Ces conditions représentaient « les conditions minimales de conformité au droit, et les fondations indispensables d’un processus crédible », selon elle.
Or, Québec lui aurait opposé une fin de non-recevoir, notamment sur le concept de triade. « Ce refus de dialogue sur un enjeu aussi central révèle de manière flagrante une absence de volonté politique réelle d’ouvrir la voie à la collaboration », dénonce l’APNQL.
Ce refus n’est toutefois pas nouveau en soi. En juin, le ministre responsable des Relations avec les Premières Nations et les Inuit, Ian Lafrenière, avait promis des « amendements importants » au projet de loi.
Mais il avait rapidement été recadré par le premier ministre, François Legault, qui disait alors qu’il « n’y a pas de grands changements qui, pour l’instant, sont prévus, mais des ajustements ».
Le cabinet de la ministre Maïté Blanchette Vézina a affirmé lundi vouloir « poursuivre le travail de bonne foi » et invitant l’APNQL à revenir à la table des discussions.

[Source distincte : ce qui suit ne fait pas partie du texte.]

PR #4391, opened 2021-05-06
Rule S4002: add support for records

costin-zaharia-sonarsource:


analyzers/src/SonarAnalyzer.CSharp/Rules/DisposableTypesNeedFinalizers.cs
```diff
@@ -26,56 +26,50 @@
...
             {
-                var classDeclaration = (ClassDeclarationSyntax)c.Node;
-                var classSymbol = c.SemanticModel.GetDeclaredSymbol(classDeclaration);
+                var declaration = (TypeDeclarationSyntax)c.Node;
+                var classSymbol = c.SemanticModel.GetDeclaredSymbol(declaration);
 
-                if (classSymbol.Implements(KnownType.System_IDisposable) &&
-                    HasNativeHandleFields(classDeclaration, c.SemanticModel) &&
-                    !HasFinalizer(classDeclaration))
+                if (classSymbol.Implements(KnownType.System_IDisposable)
```
dmitry-golovinov-sonarsource, line 56: _c.ContainingSymbol.Kind != SymbolKind.NamedType_ check is missing here

analyzers/tests/SonarAnalyzer.UnitTest/TestCases/DisposableTypesNeedFinalizers.CSharp9.cs
```diff
@@ -1,7 +1,7 @@
 ﻿using System;
 using System.Runtime.InteropServices;
 
-public record Foo : IDisposable // FN
+public record Foo : IDisposable // Noncompliant {{Implement a finalizer that calls your 'Dispose' method.}}
```
dmitry-golovinov-sonarsource, line 4: Please add test with positional record declaration

dmitry-golovinov-sonarsource (changes requested):
Please, see my comments.

analyzers/src/SonarAnalyzer.CSharp/Rules/DisposableTypesNeedFinalizers.cs
costin-zaharia-sonarsource: Nice find. I've forgot about this.

dmitry-golovinov-sonarsource (approved):
LGTM!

« L’APNQL a déposé plusieurs demandes et nous avons également soumis plusieurs propositions concrètes à l’APNQL et à l’ensemble des communautés afin de bonifier le PL97, poursuit-on. Nous souhaitons continuer les discussions afin de travailler ensemble au développement durable de la forêt et pour assurer des retombées économiques pour toutes les communautés. »
D’autres blocus ?
Reste que le retrait de l’APNQL des discussions fait monter la tension d’un cran.

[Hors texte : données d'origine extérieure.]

PR #4392, opened 2021-05-07
Rule S4015: add support for records

costin-zaharia-sonarsource:


analyzers/src/SonarAnalyzer.CSharp/Rules/DoNotDecreaseMemberVisibility.cs
```diff
@@ -27,30 +27,29 @@
...
+        public override ImmutableArray<DiagnosticDescriptor> SupportedDiagnostics { get; } = ImmutableArray.Create(Rule);
 
-        protected override void Initialize(SonarAnalysisContext context)
-        {
+        protected override void Initialize(SonarAnalysisContext context) =>
             context.RegisterSyntaxNodeActionInNonGenerated(c =>
                 {
-                    var classDeclaration = (ClassDeclarationSyntax)c.Node;
+                    var classDeclaration = (TypeDeclarationSyntax)c.Node;
                     var classSymbol = c.SemanticModel.GetDeclaredSymbol(classDeclaration);
```
csaba-sagi-sonarsource, line 48: Let`s give it a try, but my understanding is that the containingSymbol is actually the DeclaredSymbol for Class and Record declaration syntax nodes. So maybe we can work with that, without retrieving the declared symbol. (Only in case the kind is NamedType.)

analyzers/src/SonarAnalyzer.CSharp/Rules/DoNotDecreaseMemberVisibility.cs
```diff
@@ -135,28 +127,30 @@ private Diagnostic FindMethodIssue(MemberDeclarationSyntax memberDeclaration, IM
 
             private Diagnostic FindPropertyIssue(MemberDeclarationSyntax memberDeclaration, IPropertySymbol propertySymbol)
```
csaba-sagi-sonarsource, line 128: FindMethodIssue and FindPopertyIssue methods are very similar, maybe they could be unified?

csaba-sagi-sonarsource (changes requested):
Looks good, one more case left to cover.

analyzers/src/SonarAnalyzer.CSharp/Rules/DoNotDecreaseMemberVisibility.cs
costin-zaharia-sonarsource: That's very nice! This was already here so I'm pretty sure that we can make this improvement in other places too.

analyzers/src/SonarAnalyzer.CSharp/Rules/DoNotDecreaseMemberVisibility.cs
costin-zaharia-sonarsource: Indeed they look very similar but I would let this exercise for the next time we will touch the class.

csaba-sagi-sonarsource (approved):
LGTM!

Ça n’a pas été une décision prise à la légère. Nous avons été à la table avec une réelle volonté de coconstruire, mais on ne peut pas rester assis à une table qui ne mène nulle part.
Sipi Flamand, chef du Conseil des Atikamekw de Manawan
L’APNQL attendra de voir si le gouvernement Legault réagira en apportant des modifications à son projet de loi, mais on s’attend déjà à devoir mener une campagne pour convaincre les Québécois de s’unir contre cette réforme.
« Il y a un dialogue qu’il faut faire, mais il faut le faire avec les Québécois, pour qu’il y ait des changements sociaux », mentionne le chef Sipi Flamand.
Déjà, des blocus forestiers ont lieu sur le territoire, y compris au Lac-Saint-Jean, mais le chef atikamekw n’encourage pas pour autant ce genre de manifestations, du moins, pas pour l’instant. « On n’est pas rendu là », dit-il.